The hacking of LinuxMint's site is yet another example of why lazy idiots who are running outdated WordPress installs with multiple critical vulnerabilities need to update their sites regularly (hosting industry examples are blog.colocrossing.com WP v3.5.1, lowendbox v 4.3.1, Quadranet CEO's ilanmishan v 4.2.4 ...).  If you're running an outdated install you put everyone else on the Internet at risk when your site and server inevitably gets hacked and starts serving up malware or is used to attack other servers _(of course the two hosting companies I highlighted who are guilty of this probably don't care about this since they've historically made a good chunk of their income by selling to spammers, hackers, botnet operators, and other criminals)._


LinuxMint blog:



> We were exposed to an intrusion today. It was brief and it shouldn’t impact many people, but if it impacts you, it’s very important you read the information below.
> 
> 
> *What happened?*
> ...



http://blog.linuxmint.com/?p=2994


Softpedia news story:



> Linux Mint Team: They hacked us via our WordPress site
> 
> 
> The first to provide an answer was Clement Lefebvre, leader of the Linux Mint project, who acknowledged in a comment on the official announcement that the initial point of entry was their WordPress blog.
> ...





http://news.softpedia.com/news/linux-mint-website-hack-a-timeline-of-events-500719.shtml


----------



## MannDude (Feb 21, 2016)

Yikes, thanks for the heads up.


----------



## mpkossen (Feb 21, 2016)

DomainBop said:


> lowendbox



Yeah, don't get me started on that.


The way the Cluster™ works is that files are not mirrored or on a shared volume. A single OVZ instance has to be replicated across nodes. This is known as the GoodHosting Model.

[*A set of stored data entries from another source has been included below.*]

PR #3725, opened 2023-05-15
colprint: Fix column width truncation

b4n:
This is very theoretical though, but pleases -Wconversion.

### DIFF
--- a/main/colprint.c
+++ b/main/colprint.c
@@ -27,7 +27,7 @@ enum colprintJustification {
 struct colprintHeaderColumn {
 	vString *value;
 	enum colprintJustification justification;
-	unsigned int maxWidth;
+	size_t maxWidth;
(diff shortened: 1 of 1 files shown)


masatake (approved):

masatake:
Should we specify -Wconversion in our build scripts?

b4n:
Not yet I think, there are way too may warnings with it for the moment, and I'm afraid of less skilled C developers trying to "fix them", as I've seen my share of wrong fixes with those, mostly because it's often a bit tricky to fix property yet easy to think a partial or incorrect fix is ok.

So I'd leave it for now for people that actually know enough to enable it and carefully check each one.

Le 15 mai 2023 20:03:38 GMT+02:00, Masatake YAMATO ***@***.***> a écrit :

Only the uploads are synced, I think with the use of a cron job. This is why uploads to LEB always appear broken until a minute has passed.


----------



## DomainBop (Feb 21, 2016)

LinuxMint is now  indicating the hack occurred via  a WP theme (not WP core), and they just posted a warning that after the hackers gained root access they also grabbed the forum database:



> It was confirmed that the forums database was compromised during the attack led against us yesterday and that the attackers acquired a copy of it. If you have an account on forums.linuxmint.com, please change your password on all sensitive websites as soon as possible.
> 
> 
> The database contains the following sensitive information:
> ...


----------



## Licensecart (Feb 21, 2016)

DomainBop said:


> LinuxMint is now  indicating the hack occurred via  a WP theme (not WP core), and they just posted a warning that after the hackers gained root access they also grabbed the forum database:



No surprises there most hacks are via old themes, or outdated software.


----------



## wlanboy (Feb 21, 2016)

Well ... don't use blog software to distribute software.


----------



## drmike (Feb 21, 2016)

wlanboy said:


> Well ... don't use blog software to distribute software.



How about we all say in UNISON:  DON'T USE WORDPRESS ... unless you like living on the edge of a knife.


----------



## wlanboy (Feb 21, 2016)

drmike said:


> How about we all say in UNISON:  DON'T USE WORDPRESS ... unless you like living on the edge of a knife.



Time to add wordpress to my honeypots...


----------